We would like to move to using a redis datastore for bosun state data, but also don't want to alienate users who prefer a standalone application. ledisdb allows us to have a in-proc redis-compatible data store. A standard redis client can be used to talk to it, or can be pointed at a real redis server.
redisHost = myRedis:6379
ledisDir = /opt/bosun/ledis_data
default setup is ledisDir = ledis_data
ledisDir = ledis_data
I strongly recommend setting one of the above config items before rolling this change.
We will likely only convert one data structure at a time in order to test things thoroughly.
This pr only migrates metric-metadata.
Read through the changes, nothing jumps out except the unused import statement that I commented about. Some more notes:
ledisDir = ../ledis_data
An hour in and the metadata tab started working, so I think it is just an scollector metadata issue.
The series type = auto and /api/metadata/get?metric=bosun.collect.sent route missing rate details mentioned above are still occurring.
Confirmed the series type is being set correctly now, but if I query for something that doesn't have a rate metadata I would expect to get the error message indicated above. It seems to just default to gauge now instead of warning that you have to manually select one.
Not sure if you still want comments here or on the other PR.
Converting metadata storage from in-memory to a redis-based model.
@gbrayut this should be the authority now, and should build. Dependencies have been previously vendored.
looks good now, the graph tab displays the correct error when there isn't metadata for gauge/counter.
Probably ready to start testing this on branchbosun, just make sure to check the host metadata tab to see if anything stops working there. I'm out in Seattle next week but ping me if you run into any issues.
not deleting from bolt, just setting flag.
Setting reds clientname
So, just to make sure I'm understanding this correctly, if we were to configure Bosun to interface with Redis, we'd be able to share the data across multiple Bosun instances and thus have a team of Bosun instances handling the work or am I completely off here?
@krutaw Redis does not give us clustering.
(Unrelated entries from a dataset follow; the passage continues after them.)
PR #571, opened 2024-11-24
restore deprecated properties to run.json schema

k-rister:
- even though these properties are no longer used they ar necessary for processing/indexing existing data

### DIFF
--- a/schema/run.json
+++ b/schema/run.json
@@ -42,6 +42,9 @@
       "type": "string",
       "pattern": "^.+$"
     },
+    "dest-image-url": {
+      "type": "string"
+    },
     "engine-dir": {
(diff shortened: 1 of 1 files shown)


k-rister:
@HughNhan Can you confirm that this patch fixes your indexing problem?

k-rister:
Assuming that this passes CI (I just had to make a typo bugfix), if @HughNhan says it's good for him then the `DO NOT MERGE` label no longer applies.

HughNhan:
It works. I can index the problematic run that the previous attempt before the fix would error out.

HughNhan (approved):
LGTM. Work great for me (WGFM)

PR #585, opened 2025-01-13
Add correct rhel-ai stage and offical userenvs

atheurer:


k-rister:
I think we are are going to have to do some cleanup work to make this all function properly.  Basically we are going to need to come up with a better solution than this:

https://github.com/perftool-incubator/crucible-ci/blob/main/.github/actions/get-userenvs/generate-userenv-list.sh#L8

If we are going to embed userenv's like this in the upstream rickshaw project rather than in a decicated userenv library.

k-rister:
First step: https://github.com/perftool-incubator/rickshaw/pull/586

k-rister:
@atheurer I have this rolling again...

k-rister (approved):

PR #595, opened 2025-01-31
update rhel ai userenvs

atheurer:
-adds accelerator type to name (nvidia, amd)
-adds bootc or ilab to name
-adds update-policy=never


k-rister (approved):
It occurred to me very recently while reading some discussion about these changes that I need to tweak the workflows and when I do so a PR like this wouldn't even run CI.  Just an optimization for me to add going forward, and it would be easiest to do if we stick the `rhel-ai` prefix on all these userenvs.

Issue #603, opened 2025-03-17
Change Default Redis Password


drewrip:
Currently in Rickshaw we [use a default password](https://github.com/perftool-incubator/rickshaw/blob/4192a97c19fdb32894f7261b95d13c48fc324ad0/rickshaw-run#L68) to authenticate Redis for use in Roadblock. This is not currently a security issue since we run Crucible benchmarks in clusters not publicly accessible. To future proof this however we should make sure that access to the Redis container is secure during the duration of the test when running in a publicly accessible cluster. I see two solutions to this:

1. Forward all the Redis traffic through the SSH, which already authenticated
2. Let the leader pick a random secure password and propagate the password to the followers via a previously established and secure SSH connection

From a user's perspective I don't think this is a DB that is particularly helpful for them to access, so neither of my proposed solutions include allowing the user to specify the password.

drewrip:
I created #604 as a proof of concept for solution (2). My hope with both suggested solutions were things that were somewhat easy to integrate and wouldn't add much latency. So essentially both just piggyback on the authenticated SSH connection. I wasn't entirely sure how to integrate (1), and I think that solution introduces a number of other failure points as well, so just creating a randomized password seems like a good start. Let me know what you think.

k-rister:
I think there is one bug you are going to have to fix for this to work and pass CI.  It looks like the `k8s` endpoint has the password hard coded which this is going to break:

```
$ git grep flubber
endpoints/k8s/k8s:        echo "            \"value\": \"flubber\"" >>$json
rickshaw-run:my $redis_passwd = "flubber"; # TODO: make this cmdline setting
```

k-rister:
FWIW, I think this is a great way to get some experience doing some behind the scenes dev work.  It's touching the endpoints, engine, and `rickshaw-run` but it is not a overly large problem to solve.

I agree that getting the password fixed up is a good first step and it's easy to do.  The SSH key thing is certainly doable, but it is more involved and probably better to do that in a second phase.

drewrip:
Hmm ok. Once I reopen the PR, I'll dig into testing it more thoroughly. I was slightly suprised this was confined to one simple variables. Also you asked I create a branch against the upstream repo, I don't think I have permission to push a new branch to the upstream repo.

k-rister:
I just sent you an invitation to our developers group which should give you write access.  I thought I had already done this, sorry for the mixup on my part.

drewrip:
[...]

PR #604, opened 2025-03-17
randomly generate common redis password

drewrip:
This implements solution (2) mentioned in #603. This will likely need some cleanup and testing as I am a perl novice.

The idea here is that we read 4096 bytes from /dev/urandom, then sha256 hash those bytes to get our random password. This password then replaces the previous hardcoded string.

### DIFF
--- a/rickshaw-run
+++ b/rickshaw-run
@@ -23,6 +23,7 @@ use threads;
 use threads::shared;
 use Thread::Queue;
 use Thread::Semaphore;
+use Digest::SHA qw(sha256_hex);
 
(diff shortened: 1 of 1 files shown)


k-rister:
@drewrip I haven't looked at this yet, but I am going to close it.  Can you resubmit it by creating a branch that you push to the upstream repository and then open the PR from that branch into master?  The way GitHub stuff works we need the PR to be from one branch to another within the upstream repository so that the resulting CI jobs can access the secrets we have stored for providing authentication access to [quay.io](quay.io) and a few other things.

It does position us to have a redis replica, and instance of bosun that only reads the state. But I don't think we were looking towards active-active, the redis readonly replica would at least seem to be the next logical step for us, but not there yet.
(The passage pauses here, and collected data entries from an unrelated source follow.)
PR #4193, opened 2021-05-18
Autofocus the Search field

AbeKline:
So on page load a user can immediately start typing a search without having to manually navigate to it. Also a big bonus for accessibility


tidusjar:
Thanks!

Nice idea

AbeKline:
Did that actually work? If so we should probably resolve this 
https://ombifeatures.featureupvote.com/suggestions/186038/autofocus-search-bar-on-load-of-landing-page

The main reason we brought in redis was performance. We had everything in big blobs, and lock times would cause 30 second delays in places as we started to grow our instance.
That makes alot of sense. Is that something that is on the radar or more to the point, how do you guys handle the whole "High Availability" question regarding Bosun internally?
Currently manual failover and backups. Bosun also has to restart to change the config, which causes about a 20 second gap as it loads all the last data points from redis (although if you don't index your data to bosun, this doesn't mater).
In general though, I posted this earlier this week to show what we do at Stack: http://kbrandt.com/post/bosun_arch/
AWESOME post, seriously, thank you. So quick question, how do you detect when the bosun instance needs to be rebuilt from backup/restarted/etc?